Supplied data
PR #5596, opened 2024-02-05
feat(draw-sw): add simple Helium acceleration

PeterBee97:
Similar to Neon, this patch added Helium acceleration to all blending functions with minimal code. Still, the assembly code will produce slightly different result (normally 1bit error) from C rendering results due to difference in implementation, but visually similar to the eye:
cbimage (8)
The argb8888 dst is also supported with parallel division by integer newton iteration method. Thanks to tail predication and scatter-gathering functions, the code is conciser than Neon version and should also be more efficient. However, speed is not yet tested as the development was done on QEMU.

Your objective
Show the lines above that include "Helium".

Solution to this problem
feat(draw-sw): add simple Helium acceleration
Similar to Neon, this patch added Helium acceleration to all blending functions with minimal code. Still, the assembly code will produce slightly different result (normally 1bit error) from C rendering results due to difference in implementation, but visually similar to the eye:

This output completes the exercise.